Under surd;
simplify the following.
1. 1 all over 2 root 3+ 5 that is 1/2√3+5.
2. 1 all over 1- root 3 all in bracket that is 1/(1-√3)^2.?
1 all over 2 root 3+ 5 that is 1/2√3+5 ---- strange, why not just say: 1/(2√3 + 5) ??
By "simplify" I will assume you mean "rationalize the denominator"
1/(2√3 + 5)
= 1/(2√3 + 5) * (2√3 - 5)/(2√3 - 5) <------using the conjugate
= (2√3 - 5)/(12 - 25)
= (5 - 2√3)/13
for the 2nd : 1/(1-√3)^2
first simplify (1-√3)^2
= 1 - 2√3 + 3
= 4 - 2√3
So 1/(1-√3)^2
= 1/(4 - 2√3)
proceed in the same way as I did for #1
1/[ 2 sqrt 3 + 5 ] * (2 sqrt 3 -5) / (2 sqrt 3 -5)

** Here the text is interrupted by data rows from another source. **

PR #5629, opened 2022-03-07
Moved color customizations from custom to theme

### LINKED ISSUE #5448: Blockbase Color customizations show as new "custom palette"

pbking:
This fixes: #5448

Blockbase customizer now stores details in 'theme' space instead of 'custom'.  We now aren't able to determine the "default" color (since previously the 'theme' value was used to determine that) so this option has been removed.

Any colors ADDED by the user via FSE will be lost as this change deletes any color customizations in the 'custom' space.  Otherwise the changes persisted by the customizer wouldn't be realized.

A [previous attempt](https://github.com/Automattic/themes/commit/dded23b133a2602386638e5f9a83a9979cc312c2) at this changed both fonts and colors, however changing fonts doesn't seem to be necessary for appropriate user experience.  That is not attempted in this change, only colors.

To test save colors with the customizer on any Blockbase theme.  Then load the Global Styles panel in FSE and observe the colors.  You should see the customized colors under the Theme heading and no colors under custom:

### DIFF
--- a/blockbase/inc/customizer/wp-customize-colors.php
+++ b/blockbase/inc/customizer/wp-customize-colors.php
@@ -61,16 +61,8 @@ class GlobalStylesColorCustomizer {
 			$user_color_palette = $theme_json['settings']['color']['palette']['custom'];
 		}
 
-		// NOTE: This should be removed once Gutenberg 12.1 lands stably in all environments
-		elseif ( isset( $theme_json['settings']['color']['palette']['user'] ) ) {
-			$user_color_palette = $theme_json['settings']['color']['palette']['user'];
-		}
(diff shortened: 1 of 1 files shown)


matiasbenedetto (approved):
Tested on my local env. Seems to be working great :rocket: 
LGTM

PR #5634, opened 2022-03-08
Archeo: fix image block widths

mikachan:
This adds the `wp-image-` class and ID attribute to any image blocks in Archeo's patterns.

Since https://github.com/WordPress/gutenberg/pull/39045 was merged, only images that have the `wp-image-` class are targeted with the responsive styles. Without this class, the images are not resized to 100%:

| Without class | With class |
| ------------- | ---------- |
| image   | image     |

It looks like images in cover blocks and media + text blocks are not affected.

Do we need to run through all block themes and add these classes?

### DIFF
--- a/archeo/inc/patterns/image-with-description.php
+++ b/archeo/inc/patterns/image-with-description.php
@@ -24,7 +24,7 @@ return array(
 	<!-- /wp:paragraph -->
 
 	<!-- wp:image {"id":840,"sizeSlug":"full","linkDestination":"none"} -->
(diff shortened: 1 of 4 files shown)


MaggieCabrera:
those IDs won't work on all sites if they already have images installed with that ID. Joen said that he was going to make a PR to fix the issue, I think we can patch with CSS instead of changing the markup while the fix makes it to GB

mikachan:
Ah OK, I was wondering about the IDs. Thanks! I'll change this PR to a patch then.

mikachan:
I've added a CSS patch for all Image Block images, using this selector: `.wp-block-image img`

MaggieCabrera (approved):
LGTM

MaggieCabrera:
https://github.com/WordPress/gutenberg/pull/39340 will fix the image issue and when that makes it to dotcom we can remove the CSS

Issue #5595, opened 2022-02-25
Archeo: Submit to dotorg checklist


MaggieCabrera:
The only warnings for Archeo from the theme check plugin are:

```
WARNING: screenshot.jpg is 726.1 KB in size. Large file sizes have a negative impact on website performance and loading time. Compress images before using them.
WARNING: assets/images/chahk.png is 1.4 MB in size. Large file sizes have a negative impact on website performance and loading time. Compress images before using them.
```

- [x] Fix warnings
- [x] Bump version to 1.0.0 https://github.com/Automattic/themes/pull/5668
- [x] Check changelog
- [x] Patch https://github.com/Automattic/themes/pull/5573 
- [x] Ship it! https://themes.trac.wordpress.org/ticket/115279

kjellr:
> WARNING: screenshot.jpg is 726.1 KB in size. Large file sizes have a negative impact on website performance and loading time. Compress images before using them.
> WARNING: assets/images/chahk.png is 1.4 MB in size. Large file sizes have a negative impact on website performance and loading time. Compress images before using them.

The top warning should be addressed in #5598. Unfortunately, `chalk.png` is about as small as it can get while retaining its usage at that large size. So we'll need to just ignore that second warning for now.

MaggieCabrera:
I want to remember that we had trouble in the past when we had too many images or too big ones on dotcom. Maybe we could make the background of `chahk.png` be the same color as the background of the site and make it a jpg?

kjellr:
I considered that (as well as using PNG-8 with a background-color-hinted border), but if folks change the background of the site it looks very poor immediately. That'll be frustrating for folks, and will also be weird if/when we implement alternate Styles. In any case, I'll take one more pass at exporting it next week just in case I missed an option last time around.

kjellr:
Update: I got a little closer towards reducing the file size by refining the cutout edges. I'm going to continue working on it tomorrow. 👍

MaggieCabrera:
Awesome @kjellr ! Just a heads up because I'm building the headstart for skatepark and I encountered this. The limit for theme images on dotcom:

> [ ] Please Fix: https://skateparkdemo.files.wordpress.com/2021/09/13900064573_0b24c944f5_k.jpg is too large 700 kb (greater than 350 kb). Resize the image.

kjellr:
[...]

PR #5635, opened 2022-03-08
Replace Chahk image

kjellr:
Replaces the Chahk image in Archeo with a restrictive GIF version. This trims down the file size by about half, down to ~592kb. 

Addresses part of #5595


pbking (approved):
👍

PR #6954, opened 2023-03-28
Remove table CSS from block canvas theme as it has been addressed in Gutenberg

pbking:
Fixed here: https://github.com/WordPress/gutenberg/pull/45069


mikachan (approved):
Yes! This was on my list to handle today. Thanks! 🌸

PR #6956, opened 2023-03-29
DotCom Automation: create GlotPress project when a theme is deployed

madhusudhand:

This PR adds automation script to create and deploy GlotPress project on dotcom.

command: `npm run prelaunch:glotpress pixl`

#### Related issue(s):

https://github.com/orgs/Automattic/projects/215#card-87878291

### DIFF
--- a/package-lock.json
+++ b/package-lock.json
@@ -28,6 +28,7 @@
 				"octokit": "^2.0.3",
 				"open": "^8.4.0",
 				"parse5-html-rewriting-stream": "^7.0.0",
+				"semver": "^7.5.0",
 				"string-progressbar": "^1.0.4",
 				"table": "^6.8.0"
 			},
@@ -339,6 +340,15 @@
 				"url": "https://opencollective.com/babel"
 			}
 		},
+		"node_modules/@babel/core/node_modules/semver": {
+			"version": "6.3.0",
+			"resolved": "https://registry.npmjs.org/semver/-/semver-6.3.0.tgz",
+			"integrity": "sha512-b39TBaTSfV6yBrapU89p5fKekE2m/NwnDocOVruQFS1/veMgdzuPcnOM34M6CwxW8jH/lxEa5rBoDeUwu5HHTw==",
+			"dev": true,
+			"bin": {
+				"semver": "bin/semver.js"
+			}
+		},
 		"node_modules/@babel/eslint-parser": {
 			"version": "7.18.2",
 			"dev": true,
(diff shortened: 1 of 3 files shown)


mikachan (commented):
This is great as a way to automate this from the free themes repo. Maybe this new script could be run as part of the initial deployment (or the deploy script), so we don't need to remember to run it. We'd probably need to add a check for an existing GlotPress project beforehand.

What do you think about automating this within the dotcom codebase instead? I'm thinking that this would then cover any newly created themes on dotcom, not just themes stored in this repo.

madhusudhand:
> Maybe this new script could be run as part of the initial deployment (or the deploy script), so we don't need to remember to run it. We'd probably need to add a check for an existing GlotPress project beforehand.

I am trying this fun commanline approach to launch a theme here. https://github.com/Automattic/themes/pull/6959
Its a draft version and should have all the checklist included.

What do you think about this?

> What do you think about automating this within the dotcom codebase instead? I'm thinking that this would then cover any newly created themes on dotcom, not just themes stored in this repo.

Yes. Agree that it should help all the themes on dotcom.
Which repo do you suggest this should be part of?

mikachan:
> What do you think about this?

I love it! I like that it makes launching a theme fun, and certainly more efficient than our current process.

> Which repo do you suggest this should be part of?

I'm not sure, but when I was initially thinking of automating GlotPress, I thought it would live near the GlotPress theme script file, maybe being triggered by a theme being network-activated or the showcase being published. But the solution in this PR is fab and 10x times better than what we do currently, so I'm not sure anymore. I guess I was thinking that the responsibility for GlotPress should sit with dotcom rather than this repo, but maybe this introduces unnecessary time/complications.

Edit:
Edit to add more thoughts... I'm not sure GlotPress automation should be part of a CLI script. Rather it should happen automatically, hidden in the background of another process, e.g. on theme network activation or deployment. So this maybe could still be this repo for now, but it's triggered as part of the `deploy-theme` step.

pbking:
I agree with the "hidden and automated" part of @mikachan  comments.  Can we tap that process in to the deploy process?  I think it's fine to have a command that generates the glotpress bits, but I think it might be best if that command didn't also commit that change and that instead it just rolls that change into every push if it hadn't already been created (and maybe if the theme version is >= 1.0 or something).

madhusudhand:
Thanks @mikachan @pbking for the feedback.

GlotPress creation is now made part of push-button-deployment, for the themes that changed. 
It makes sense to create every time a theme is deployed (it might have included new patterns or strings that requires translations)
It does nothing if the glotpress already exists.

As suggested by @pbking, included a version check to create only when the theme reaches its first major version.

mikachan (approved):
Thanks for addressing the feedback!

> It makes sense to create every time a theme is deployed (it might have included new patterns or strings that requires translations)

This makes sense 👍 This sounds like an improvement on our current workflow.

I think we can bring this in, as it removes the manual step from the current process and gives us a good basis for our other automation work.

PR #6961, opened 2023-03-29
Removed forced content wrapper styles

pbking:
This removes [this fix](https://github.com/Automattic/themes/pull/4190) which was ultimately causing [this bug](https://github.com/Automattic/wp-calypso/issues/69859).

It returns the original issue of content not being "all the way at the bottom" when there isn't much content.  But that's a problem in all block themes.  

The problem it was causing was that the elements were forced to be in a 'flex' container when that wasn't expected.

Before:

image

image

After:

image

image

### DIFF
--- a/blockbase/assets/ponyfill.css
+++ b/blockbase/assets/ponyfill.css
@@ -184,12 +184,6 @@ body > .is-root-container > .wp-block-template-part > .wp-block-cover,
   --wpadmin-bar--height: 46px;
 }
 
-.wp-site-blocks {
-  min-height: 100vh;
-  display: flex;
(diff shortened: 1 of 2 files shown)


scruffian:
I think that code was there to keep the "Powered by WordPress" text aligned to the bottom of the page, but if it's causing other issues I'm fine removing it.

jffng:
Works as advertised

Before | After
--- | ---
Screenshot 2023-03-31 at 9 43 27 AM | Screenshot 2023-03-31 at 9 42 59 AM

jffng (approved):

PR #6967, opened 2023-04-03
Lettre: fix display of date

mtias:
Theme was using `M n` which renders the month as a number, not the actual day.


madhusudhand (approved):
Thanks for the fix @mtias 
Pushed couple of commits to fix the same issue in other patterns of Letter and Lynx theme single post template.

Checks out 🚢

mtias:
Thanks! Can close #6968

PR #6969, opened 2023-04-03
Update new theme links to point to WPCOM instead of GitHub

wojtekn:

Update all /pub themes so the theme-uri points to https://wordpress.com/theme/<slug>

= (2 sqrt 3 - 5) / [(4*3)-25]
continue
To simplify these expressions, we need to rationalize the denominators. Rationalizing the denominator means eliminating surds (square roots) from the denominator.
Let's go through each expression one by one:
1. To simplify 1/(2√3 + 5):
- Multiply the numerator and denominator by the conjugate of the denominator, which is (2√3 - 5):
(1/(2√3 + 5)) * ((2√3 - 5)/(2√3 - 5))
- Applying the difference of squares: (a + b)(a - b) = a^2 - b^2, we can simplify the denominator:
(2√3)^2 - (5)^2 = 12 - 25 = -13
- Simplifying the entire expression:
(2√3 - 5)/(-13) = -(2√3 - 5)/13
So, 1/(2√3 + 5) simplifies to -(2√3 - 5)/13.
2. To simplify 1/(1 - √3)^2:
- First, expand the denominator using the formula: (a - b)^2 = a^2 - 2ab + b^2.
(1 - √3)^2 = (1^2 - 2(1)(√3) + (√3)^2)
= 1 - 2√3 + 3
= 4 - 2√3
- Simplifying the entire expression:
1/(1 - √3)^2 = 1/(4 - 2√3)
So, 1/(1 - √3)^2 simplifies to 1/(4 - 2√3).
Note: In some cases, you may be able to simplify further by rationalizing the denominator again or simplifying surds, but these are the simplified forms of the given expressions.